Vansuch also is a Howland Towhip trustee.

The board of elections voted 3-1 last month not to certify Ungaro.

Jonathan Blackshire of Baldwin Street in Youngstown, a county Democratic Party central committee member, filed a protest against the independent candidacy of Ungaro saying he “is still campaigning as a Democrat” and isn’t eligible to be on the ballot.

Blackshire pointed to Ungaro’s official website gallery section that has the Democratic Party logo on at least 15 photos.

Ungaro’s legal action states that the board “abused its discretion and acted in an unreasonable, arbitrary and unconscionable manner by refusing to place” Ungaro’s name on the ballot. The filing states that the board’s goal “is for the Democratic candidate to appear as the sole name” on the ballot.

The commissioners meeting was held Thursday at the Ohio State Extension Service offices across from the Canfield Fairgrounds. The commissioners and other county officials later rode the “Opening Ceremonies Shuttle” to the fairgrounds to participate in the opening ceremonies of the fair.

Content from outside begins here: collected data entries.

PR #11247, opened 2024-03-12
feat(slack): add ability to set slack status

sammcj:
## Description

Slack Extension

- Add the ability to set Slack status.
- Update package libraries (minor).
- Update README to reflect changes.

## Checklist

### DIFF
--- a/extensions/slack/package-lock.json
+++ b/extensions/slack/package-lock.json
@@ -7,7 +7,7 @@
       "name": "slack",
       "license": "MIT",
       "dependencies": {
-        "@raycast/api": "^1.69.2",
+        "@raycast/api": "^1.69.3",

The commissioners also approved giving $25,000 in American Rescue Plan funds to the Mahoning Valley Historical Society.

Audrey Tillis, county administrator, said the $25,000 is from $10 million in “replacement” ARP funds the commissioners were awarded from the federal government. The historical society can use them as it sees fit because replacement funds do not have limitations on how they can be used, she said.

Funding was awarded to replace funds the county had to spend to address the requirements of combating COVID-19, such as extra cleaning of buildings. The county has not yet committed about $11 million of the $44 million in ARP funds it received.

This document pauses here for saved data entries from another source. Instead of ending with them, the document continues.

PR #11287, opened 2024-03-14
Add raycast-g4f extension.

XInTheDark:
## Description

Add the raycast-g4f ("GPT4Free") extension. The code base is derived from the raycast-gemini extension. However, for response generation, this extension uses the [g4f-ts](https://github.com/VictorMRojas/g4f-ts) module. The default provider used is https://chatgpt.ai/, with options to switch to Bing or ChatBase. The default model used is `gpt-4-32k`.

This extension follows the terms of services of the aforementioned provider, as it provides the functionality solely for personal, non-commercial use.

[Update: Image generation capabilities have also been added. It is powered by the same g4f-ts module.] 

## Screencast
raycast-g4f-1
raycast-g4f-2
raycast-g4f-3
raycast-g4f-4
raycast-g4f-5

## Checklist

### DIFF
--- a/extensions/raycast-g4f/package-lock.json
+++ b/extensions/raycast-g4f/package-lock.json
@@ -42,23 +42,24 @@
       }
     },
     "node_modules/@babel/helper-validator-identifier": {
-      "version": "7.22.5",
-      "resolved": "https://registry.npmjs.org/@babel/helper-validator-identifier/-/helper-validator-identifier-7.22.5.tgz",
-      "integrity": "sha512-aJXu+6lErq8ltp+JhkJUfk1MTGyuA4v7f3pA+BJ5HLfNC6nAQ0Cpi9uOquUj8Hehg0aUiHzWQbOVJGao6ztBAQ==",
+      "version": "7.22.20",
+      "resolved": "https://registry.npmjs.org/@babel/helper-validator-identifier/-/helper-validator-identifier-7.22.20.tgz",
+      "integrity": "sha512-Y4OZ+ytlatR8AI+8KZfKuL5urKp7qey08ha31L8b3BwewJAoJamTzyvxPR/5D+KkdJCGPq/+8TukHBlY10FX9A==",
       "dev": true,
       "engines": {
         "node": ">=6.9.0"
       }
     },
     "node_modules/@babel/highlight": {
-      "version": "7.22.5",
-      "resolved": "https://registry.npmjs.org/@babel/highlight/-/highlight-7.22.5.tgz",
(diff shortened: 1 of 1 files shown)


XInTheDark:
Extension is ready for review :-)

pernielsentikaer:
Hi 👋

Thank you for your contribution 🔥

Why does this extension not require an API key? It appears to be leveraging GPT-4 and other paid models.

XInTheDark:
Hi! The extension does not use OpenAI as the host, instead the model is hosted by http://chatgpt.ai/. The service is free for the public and it does not require an API key. This can be verified in the source code of the g4f-ts package I used.

pernielsentikaer:
I just checked that site and as a free user (after signing up) I got 6 queries in total a day 🙂

XInTheDark:
Hmm, I don't know about the restrictions on the site itself. It is possible that the provider added it in order to rate limit users, but the API I used (offered with g4f-ts) is not affected - at least I was not rate limited during the testing of my extension.

XInTheDark:
Update: please see https://github.com/VictorMRojas/g4f-ts/blob/main/src/Providers/ChatCompletion/GPT.ts#L20 for the implementation of the provider code in g4f-ts. The README specifies that the GPT provider is powered by chatgpt.ai, but the actual URL called is "https://nexra.aryahcr.cc/api/chat/gpt". Their terms of service allow for free usage of the API for any purpose: https://nexra.aryahcr.cc/terms.

So insofar as this extension is concerned, it is in fact only calling the above URL and is not really connected to chatgpt.ai directly. ToS wise, I don't think there's a problem. 🙂

pernielsentikaer:
Thanks for the explanation.

I'm still not sure about having this extension in our store.

Some of the concerns:

* I still don't see how this can be free, given that models like OpenAI’s have a significant cost
* The server isn’t public, so it’s unknown what happens to user’s prompts

XInTheDark:
> The server isn’t public, so it’s unknown what happens to user’s prompts

This applies for a lot of API based extensions, and it's not feasible for the host to open source their model, so for all LLM extensions this issue is probably unresolvable

> I still don't see how this can be free, given that models like OpenAI’s have a significant cost

I don't really know the hosting process (see above), but looking at some repo creation dates, these free chatGPT providers have been running for many months now, so their hosting is quite sustainable for them at least.

XInTheDark:
> Do you know more about this npm package?

Unfortunately not, I found this package after searching for gpt for free on npm, and it was the best choice for this extension. I'll check if there are other possibly more reputable packages that provide the required functionality, but most of them probably also utilize endpoints similar to this one.

PR #11303, opened 2024-03-15
Update Porkbun extension: fix error when opening domains in browser

djpowers:
## Description

There "Retrieve All Domains" command was failing when using the "Open in Browser" action. The domain item is missing the HTTP(S) protocol, and resulted in an error message saying "The application can’t be opened."

I updated the `url` property to include the "HTTPS" protocol. I checked the [Porkbun API documentation](https://porkbun.com/api/json/v3/documentation) and the "Domain List All" endpoint does not include the protocol. This could default to "HTTP" instead, but the `getFavicon` function a few lines above in this file also assumes HTTPS, and it I figured it should be consistent.

With this change, the domains are opened in the browser as expected.

## Checklist

### DIFF
--- a/extensions/porkbun/CHANGELOG.md
+++ b/extensions/porkbun/CHANGELOG.md
@@ -1,5 +1,11 @@
 # Porkbun Changelog
 
+## [Fix open in browser command for domain items] - 2024-03-14
+
+### Fixes
+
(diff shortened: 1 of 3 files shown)


pernielsentikaer (approved):
Hi 👋 

Looks good to me, approved 🔥

PR #11319, opened 2024-03-15
Update obsidian extension

casassg:
## Description

Fixes append to daily note to work as fallback command. This can make it easy to quickly append some text.

## Screencast

https://github.com/raycast/extensions/assets/6912589/97a5656b-13b6-4f61-80fa-3cd4b03bff50

## Checklist

### DIFF
--- a/extensions/obsidian/src/dailyNoteAppendCommand.tsx
+++ b/extensions/obsidian/src/dailyNoteAppendCommand.tsx
@@ -1,4 +1,13 @@
-import { Action, ActionPanel, closeMainWindow, getPreferenceValues, List, open, popToRoot, LaunchProps } from "@raycast/api";
+import {
+  Action,
+  ActionPanel,
+  closeMainWindow,
+  getPreferenceValues,
+  List,
+  open,
+  popToRoot,
+  LaunchProps,
+} from "@raycast/api";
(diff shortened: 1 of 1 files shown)


pernielsentikaer:

Could you check this @KevinBatdorf 🙂

KevinBatdorf:
Hey @casassg Thanks for the PR. I think the PR is fine since it's supporting the fallback, and if you dont pass in the `text` it will read undefined (I initially expected this to throw actually)

But based on the video you shared, it doesn't seem like you are using this change in it? I don't think it's a blocker actually, but do you want to mention how you're using it? Could be something in Raycast I'm out of date on actually, or a misunderstanding elsewhere?

By the way, if you want to use the `launchCommand` to invoke the daily note command, you could use this signature and woulnd't need the fallback text.
```
await launchCommand({
    name: "dailyNoteAppendCommand",
    type: LaunchType.UserInitiated,
    arguments: { text: "foo" },
  });
```

Overall, I don't see any reason not to support the fallback text though except maybe it should be added to every command. Or if you just didn't know how to add the arguments to the function.

pernielsentikaer:
Hi @casassg 👋 

Could you check the response from Kevin?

Bill Lawson, executive director of the MVHS, said the society is “surprised, touched and grateful for this resolution. It will help the work we do, not only as a regional historical agency but in the absence of a county historical society, we fill that role.”

He said the Mahoning County aspects of the society’s work are especially true in its educational programs and with its collecting and archiving of records for “future generations.”

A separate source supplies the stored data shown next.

PR #11326, opened 2024-03-16
Update dashlane-vault extension

neo773:
## Description
This PR adds support for authenticating the vault via Touch ID and not leaving it exposed.
Do not merge this before this [PR](https://github.com/Dashlane/dashlane-cli/pull/223)

## Screencast
https://github.com/raycast/extensions/assets/62795688/f5e96acb-8d88-482f-ab10-127752b4ab50

## Checklist


extensions/dashlane-vault/assets/auth
Mikescops, line 1: What does this binary?

Mikescops:
(Dashlane developer here): I'm not a huge fan of Raycast managing secrets like the master password, I would rather implement this in the CLI.

neo773:
@Mikescops 
Hi, the binary’s from sources/auth/main.swift

can be recompiled by running nom run build-swift

Mikescops:
> @Mikescops Hi, the binary’s from sources/auth/main.swift
> 
> can be recompiled by running nom run build-swift

Thanks I figured out after a second read. It's an interesting approach, I'm wondering if I can build this in the CLI directly.

extensions/dashlane-vault/Sources/auth/main.swift
```diff
@@ -0,0 +1,88 @@
+import Foundation
+import LocalAuthentication
+
+let policy = LAPolicy.deviceOwnerAuthenticationWithBiometrics
```
Mikescops, line 4: This policy here is insufficient, it can be bypassed, you should rather use `kSecAttrAccessControl`.

I recommend you to have a read to this post: https://www.andyibanez.com/posts/ios-keychain-touch-id-face-id/

extensions/dashlane-vault/src/lib/dcli.ts
```diff
@@ -2,21 +2,34 @@ import { getPreferenceValues } from "@raycast/api";
 import { existsSync } from "fs";
 import { safeParse } from "valibot";
 
-import { execFilePromis } from "@/helper/exec";
+import { getMasterPassword } from "@/helper/master-password";
 import { VaultCredential, VaultCredentialSchema, VaultNote, VaultNoteSchema } from "@/types/dcli";
+import { exec } from "child_process";
```
tmwrnr, line 7: Why to you add execa and then still use exec?

extensions/dashlane-vault/src/lib/dcli.ts
```diff
@@ -2,21 +2,34 @@ import { getPreferenceValues } from "@raycast/api";
...
-  if (CLI_PATH) {
-    const { stdout } = await execFilePromis(CLI_PATH, args, { maxBuffer: 4096 * 1024 });
-    return stdout;
+  if (!CLI_PATH) {
+    throw new Error("Dashlane CLI is not found!");
   }
+  const masterPassword = preferences.useTouchID ? await getMasterPassword() : null;
 
-  throw Error("Dashlane CLI is not found!");
+  const { stdout, stderr } = await execa(CLI_PATH, args, {
```
tmwrnr, line 21: This is not working on my machine. The promise never resolves. I updated the Dashlane CLI and set my master password. The Search Passwords command just shows me the loading state.

extensions/dashlane-vault/src/lib/authcli.ts
```diff
@@ -0,0 +1,27 @@
+import { environment } from "@raycast/api";
+import { execa } from "execa";
+import { chmod } from "fs/promises";
+import { join } from "path";
+
+const executeCommand = async (args: string[]) => {
+  const command = join(environment.assetsPath, "auth");
```
tmwrnr, line 7: Could you move this constant outside of the function similar to `CLI_PATH` in `dcli.ts`. This path will never change during runtime.

extensions/dashlane-vault/src/lib/authcli.ts
```diff
@@ -0,0 +1,27 @@
...
+  await chmod(command, "755");
```
tmwrnr, line 8: Do we need to change this before every run or could this also be done once?

extensions/dashlane-vault/src/master-password.tsx
```diff
@@ -0,0 +1,66 @@
...
+import { getMasterPassword } from "./helper/master-password";
+import { setKeychainItem } from "./lib/authcli";
+import { encryptVault } from "./lib/dcli";
+
+export default function SetMasterPassword() {
+  const [password, setPasswordInput] = useState("");
+  const [keyName, setKeyName] = useState("");
+  const [passwordExists, setPasswordExists] = useState(false);
+
+  const fetchKeyNameAndCheckPassword = async () => {
```
tmwrnr, line 12: In this command the user wants to set his master password. Why do we need to fetch and insert the current password?

extensions/dashlane-vault/src/master-password.tsx
```diff
@@ -0,0 +1,66 @@
...
+    const existingPassword = await getMasterPassword();
+    if (existingPassword) {
+      setPasswordExists(true);
+      setPasswordInput(existingPassword);
+    } else {
+      const keyName = `dashlane-vault-master-password-${Math.random().toString(36).substring(2, 15)}`;
```
tmwrnr, line 18: Is there the need of the random key name? I thought that the keychain has a "space" for each application. If so we just could use a static `keyName`.

extensions/dashlane-vault/src/master-password.tsx
```diff
@@ -0,0 +1,66 @@
...
+
+  const handleSetPassword = async () => {
+    if (!password) {
+      showToast({ style: Toast.Style.Failure, title: "Password cannot be empty" });
+      return;
+    }
+    try {
+      await setKeychainItem(keyName, password);
+      await encryptVault();
+      await LocalStorage.setItem(keyName, "");
```
tmwrnr, line 31: Why do you set the keyName to the LocalStorage with no value and later get the key in `findDashlaneKey` by checking all keys. If this is for security reasons, I think there is no difference to just set the keyName as the value or just use a static keychain key.

It's like hiding your key in the garden and having a note next to the front door telling you where the key is in the garden.

tmwrnr (changes requested):
Hi @neo773,

thanks for opening this pull request and contribute to this extension. I like the idea that you don't need to save the master password by the Dashlane CLI! When I created the extension I was unsure how to achieve this.

I don't know enough about Swift to really review this part of the code. Maybe someone from Raycast can do this?

I could not really test this new feature because it did not work on my machine as mentioned in one of my comments. Regardless of the implementation, I do have a general question about your approach. As of my understanding Raycast is not allowing extensions accessing the keychain as mentioned [here](https://developers.raycast.com/basics/prepare-an-extension-for-store#keychain-access). Maybe someone from Raycast can confirm this?

Furthermore I, as an user, don't like the idea to insert my password to a Raycast extension even if I know, that the extension itself handles the keychain access. It just does not feel right for me. If a user has concerns with using the Dashlane CLI with the master password saved, maybe the CLI can implement the biometrics itself? I assume Dashlane is also just saving the password within keychain @Mikescops?

Maybe we could prompt the password every time the user want to access the vault? 

Again, thank you very much for your time implementing this and I'm curious to see where this will lead to.

extensions/dashlane-vault/src/lib/dcli.ts
neo773: execa did not work for some reason when executing that particular command it threw some weird error.

extensions/dashlane-vault/src/lib/dcli.ts
neo773: Apparently my upstream commit for dashlane cli did not work, will look into this.

extensions/dashlane-vault/src/master-password.tsx
neo773: Yes, on second thoughts this might not do much seemed good at the time of writing it.
Removing it.

extensions/dashlane-vault/src/master-password.tsx
neo773: It's mainly for UI purposes.

extensions/dashlane-vault/Sources/auth/main.swift
neo773: I looked into this but couldn't get it working as `kSecAttrAccessControl` requires "Keychain Access Groups" entitlement which is not supported by CLI Apps and also requires code signing. Workaround seems to be using a separate daemon for this.

Given the scope it would make more for Dashlane to integrate this natively in a secure manner, I expect this to take quite some time assuming your team approves this feature.

However in the meantime we could still merge this since something is better than simply leaving the vault open at all times which is a huge security hazard.

mil3na:
Is this ready for a final review or does @tmwrnr and @Mikescops have any more comments?

tmwrnr:
Hi @mil3na,

there are still general questions that are not answered, mentioned in my [comment](https://github.com/raycast/extensions/pull/11326#pullrequestreview-1956316817).

E.g.: 
> I don't know enough about Swift to really review this part of the code. Maybe someone from Raycast can do this?

Could you or someone from Raycast do that?

> As of my understanding Raycast is not allowing extensions accessing the keychain as mentioned [here](https://developers.raycast.com/basics/prepare-an-extension-for-store#keychain-access). Maybe someone from Raycast can confirm this?

What is your opinion about that?

> Furthermore I, as an user, don't like the idea to insert my password to a Raycast extension even if I know, that the extension itself handles the keychain access. It just does not feel right for me. If a user has concerns with using the Dashlane CLI with the master password saved, maybe the CLI can implement the biometrics itself? I assume Dashlane is also just saving the password within keychain @Mikescops?

What is the typical way of combining the ideas of an author and the contributors?

Furthermore the dashlane CLI is not ready as mentioned [here](https://github.com/raycast/extensions/pull/11326#discussion_r1536722387). So in my opinion this pull request is on hold even if everything else would be ready.

neo773:
@tmwrnr 
> Furthermore the dashlane CLI is not ready as mentioned https://github.com/raycast/extensions/pull/11326#discussion_r1536722387. So in my opinion this pull request is on hold even if everything else would be ready.

This is fixed in the latest commit, I've tested it locally and it's working great https://github.com/Dashlane/dashlane-cli/pull/229

Mikescops:
> Is this ready for a final review or does @tmwrnr and @Mikescops have any more comments?

For me this PR is a no go, the swift does not meet proper code quality standards and the security concerns raised in my first comments are not solved.

neo773:
> > Is this ready for a final review or does @tmwrnr and @Mikescops have any more comments?
> 
> For me this PR is a no go, the swift does not meet proper code quality standards and the security concerns raised in my first comments are not solved.

Partly agree with this statement, you're basing it off from the blog post you mentioned and specifically this part 
"This is actually a very naïve approach because in theory, a jailbreak tweak could hook into your app" 
macs don't have jailbreak and stuff like this is protected by System Integrity Protection.

Current implementation literally leaves the vault open, any program can call `dcli password output --json` and send the vault dump to their malicious server.

Mikescops:
I understand the initial concern, and as I mentioned in my very first comment I'd rather have this implemented in the CLI itself rather than in a third party which won't solve what you previously mentioned about accessing the vault with a command line. 
Also by making a wrapper on how we store the master password you're excluding users who have 2FA or SSO on their account which is handled by the CLI natively.
I'm going to raise this need internally and see what we can do in the short term. 
I'm not a raycast owner so this is just my two cents, you folks are deciding on if this is good to be merged.

neo773:
Yes, I said the same thing before long term Dashlane should do this natively but short term this isn't so bad.

tmwrnr:
> I understand the initial concern, and as I mentioned in my very first comment I'd rather have this implemented in the CLI itself rather than in a third party which won't solve what you previously mentioned about accessing the vault with a command line.

@Mikescops It would be nice, if the CLI could handling this kind of stuff. In Raycast there are also extensions for Bitwarden and 1Password. 

Bitwarden works with a client ID and a client secret to access the vault, without knowing exactly the master password.

1Password is also using I think a secret which is I think just token.

> Yes, I said the same thing before long term Dashlane should do this natively but short term this isn't so bad.

@neo773 I don't want to include a refactoring and a new command for short term. Yes the current solution is not the best, but with the limitation of the CLI I think it's acceptable. If these constrains does not match your security standards, which is fine, than maybe wait to use the extension until the CLI is updated.

Until a newer version of the CLI is released I could think of a prompt for the password every time you want to access the vault. The master password would only be saved in memory during runtime of the specific command. Would that be compromise?

Mikescops:
> Bitwarden works with a client ID and a client secret to access the vault, without knowing exactly the master password.

I've checked their code, the cID/secret grants access to the CLI. The CLI still handles the encryption of the vault. The vault can be open, similar to what we do, but can also be locked and then the Master Password will be requested and they will prompt this in Raycast.

We have already started discussions internally on what we can do here, I'll keep you posted.

Mikescops:
@neo773 I added a couple of settings, more to be added in the next weeks:

- https://github.com/Dashlane/dashlane-cli/pull/231
- https://github.com/Dashlane/dashlane-cli/pull/230

Mikescops:
I was not convinced by the current nodejs implementations so I built my own native module for the macos keychain and biometrics.
It's still quite early stage for now so it's likely missing some features but I think it's good to be integrated in projects.
https://github.com/Mikescops/node-native-keychain

Mikescops:
@neo773 You can start using https://github.com/Dashlane/dashlane-cli/releases/tag/v6.2415.0 and update this PR 🎉

tmwrnr:
Hi @neo773,

the Dashlane CLI was updated again, because of an error where the complete output could not be read by nodejs.

I opened a new pull request #11950 where I added the master password as an extension preference. With this you can already use the following configuration. I also refactored some code and added improved error handling. 

```sh
dcli c save-master-password false
```

The CLI now supports biometrics so we don't have to implement this in the extension. If you still want to use biometrics to unlock the vault and want to contribute to this extension, I would suggest you to create a new branch after my pull request is merged.

Thank you again for the pull requests, as this allowed the extension and CLI to be improved! I think we should close this pull request, what do you think?

neo773:
@tmwrnr 
Agreed, closing this!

“We hold a number of county records, including, of course the 1908 courthouse time capsule contents, but all of the hard copies, originals of Mahoning County Probate Court from 1850 to about 1900.” He said that “working with the Mahoning County Chapter of Ohio Geneological Society — those records are preserved in our archives, and I would say the genealogists love to touch the originals in doing their research.”

Lawson said the $25,000 will “help us immensely in moving our mission but also expanding the ability to preserve the county’s history.”

Lawson was part of the ceremonies and assisted the county commissioners with the Aug. 23 placement of the new time capsule in the cornerstone of the Mahoning County Courthouse. The original one was removed in 2011.